(Work instructions) Go through the entries below and copy each line containing the word "arrowType".
· · · · · · ·
PR #1325, opened 2025-11-12
replace go-duckdb with the adbc driver

karakanb:
This PR replaces the cgo-based duckdb driver with the ADBC driver managed by dbc, speeding up the CLI in general, as well as simplifying our build process significantly.


pkg/python/uv.go
```diff
@@ -41,6 +41,7 @@ const (
 	pythonVersionForIngestr = "3.11"
 	ingestrVersion          = "0.14.101"
 	sqlfluffVersion         = "3.4.1"
+	adbcDriverManagerVersion = "1.2.0"
```
zeroshade: why are you installing this much older version of the driver manager? this should probably be 1.9.0 not 1.2.0

.github/workflows/build-test.yml
```diff
@@ -75,6 +75,10 @@ jobs:
       - name: Install winget
         if: matrix.platform == 'windows-2022'
         uses: Cyberboss/install-winget@v1
+      - name: Add MinGW to PATH on Windows
+        if: matrix.platform == 'windows-2022'
+        run: echo "/c/mingw64/bin" >> $GITHUB_PATH
```
zeroshade: From what I read on the issue, I don't believe this works (but I could be wrong)

.github/workflows/build-test.yml
```diff
@@ -75,6 +75,10 @@ jobs:
...
+        shell: bash
       - run: make integration-test
```
zeroshade: I'm pretty sure this needs to be: 

```yaml
- run: |
    [[ "${{runner.os}}" != 'Windows' ]] || export PATH="/c/mingw64/bin:$PATH"
    make integration-test
```

pkg/duckdb/ephemeral_db.go
```diff
@@ -5,58 +5,659 @@ package duck
...
+
+	return conn, db, nil
 }
 
-func (e *EphemeralConnection) QueryContext(ctx context.Context, query string, args ...any) (*sql.Rows, error) {
-	conn, err := sqlx.Open("duckdb", e.config.ToDBConnectionURI())
+// QueryContext implements the connection interface.
+//
+//nolint:ireturn // Returning interface type is by design for abstraction
+func (e *ADBCConnection) QueryContext(ctx context.Context, query string, args ...any) (Rows, error) {
```
zeroshade: Instead of going through all this effort, if you're wanting to use the database/sql interface instead of using the ADBC interfaces directly, we already have https://pkg.go.dev/github.com/apache/arrow-adbc/go/adbc@v1.9.0/sqldriver which wraps an ADBC driver and provides the database/sql interface for you. Though, obviously that's a row oriented interface so you're losing some of the benefits by not keeping the data in Arrow.

But at least you'd be able to get rid of a lot of this boilerplate

pkg/duckdb/ephemeral_db.go
```diff
@@ -5,58 +5,659 @@ package duck
...
+func (r *adbcRows) Next() bool {
+	if r.closed {
+		return false
+	}
+
+	r.currentRow++
+
+	if r.currentRecord == nil || r.currentRow >= r.currentRecord.NumRows() {
+		// Don't release the previous record yet - keep it in allRecords
+		// This prevents premature memory cleanup
```
zeroshade: Why avoid the early cleanup?

pkg/duckdb/ephemeral_db.go
```diff
@@ -5,58 +5,659 @@ package duck
...
+		return "BOOLEAN"
+	case "date32", "date64":
+		return "DATE"
+	case "timestamp":
+		return "TIMESTAMP"
+	default:
+		// For decimal types, uppercase and fix spacing: "decimal(5, 2)" -> "DECIMAL(5,2)"
+		if len(arrowType) >= 7 && arrowType[:7] == "decimal" {
+			// Replace "decimal" with "DECIMAL" and remove spaces after commas
+			result := "DECIMAL" + arrowType[7:]
```
zeroshade: For some systems, would this be `NUMBER`?

pkg/duckdb/ephemeral_db.go
```diff
@@ -5,58 +5,659 @@ package duck
...
+func (r *adbcRow) Scan(dest ...interface{}) error {
+	if r.err != nil {
+		return r.err
+	}
+
+	if len(dest) != len(r.values) {
+		return fmt.Errorf("expected %d destination arguments, got %d", len(r.values), len(dest))
+	}
+
+	for i, value := range r.values {
```
zeroshade: Is this logic being duplicated? Can it be factored out to a helper function? (Or eliminated entirely by using the sqldriver package?)

pkg/duckdb/ephemeral_db.go
```diff
@@ -5,58 +5,659 @@ package duck
...
+		return arr.Value(idx)
+	case *array.Float32:
+		return float64(arr.Value(idx))
+	case *array.Float64:
+		return arr.Value(idx)
+	case *array.String:
+		// Explicitly copy the string to ensure it's not a view into Arrow memory
+		s := arr.Value(idx)
+		// Force a copy by converting to []byte and back
+		return string(append([]byte(nil), []byte(s)...))
```
zeroshade: Why not just use `strings.Clone`?

pkg/duckdb/ephemeral_db.go
```diff
@@ -5,58 +5,659 @@ package duck
...
+	case *array.LargeString:
+		// Explicitly copy the string to ensure it's not a view into Arrow memory
+		s := arr.Value(idx)
+		// Force a copy by converting to []byte and back
+		return string(append([]byte(nil), []byte(s)...))
```
zeroshade: Use the `array.StringLike` interface to cover String, LargeString and StringView in one case

pkg/duckdb/ephemeral_db.go
```diff
@@ -5,58 +5,659 @@ package duck
...
+	case *array.Binary:
```
zeroshade: Use the `array.BinaryLike` interface to cover Binary/LargeBinary/BinaryView with one case

pkg/duckdb/ephemeral_db.go
```diff
@@ -5,58 +5,659 @@ package duck
...
+		return arr.Value(idx)
+	case *array.Time64:
+		return arr.Value(idx)
+	case *array.Decimal128:
+		val := arr.Value(idx)
+		dt := arr.DataType().(*arrow.Decimal128Type)
+		f := val.ToFloat64(dt.Scale)
+		// Format with exact precision to avoid floating-point representation issues
+		// For scale 2, format as "%.2f"
+		formatted := fmt.Sprintf("%.*f", dt.Scale, f)
```
zeroshade: Could you use the decimals ToString function for this? 

Should this be something we add to the actual decimal type?

zeroshade (commented):
The ideal would be to have the ADBC pieces factored out to a common reusable package and then reference it in the DuckDB package part so that it would be easy to expand beyond the DuckDB implementation in the future. But I also understand wanting to keep this isolated for now.

That said, I'm curious why you didn't use the existing sqldriver package in ADBC if you were going to force it back into the database/sql interface. (I link it below in my comments). If there's issues with that wrapper, I'd be happy to work with you and fix those issues so you can simplify your code. 

Otherwise there's just some comments and questions about how you're using the Arrow types. Your interactions with dbc and UV seem really cool

pkg/duckdb/ephemeral_db.go
karakanb: I didn't know about the sqldriver package, now trying that out, thanks!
· · · · · · ·
(Response to the exercise)
+		if len(arrowType) >= 7 && arrowType[:7] == "decimal" {
+			result := "DECIMAL" + arrowType[7:]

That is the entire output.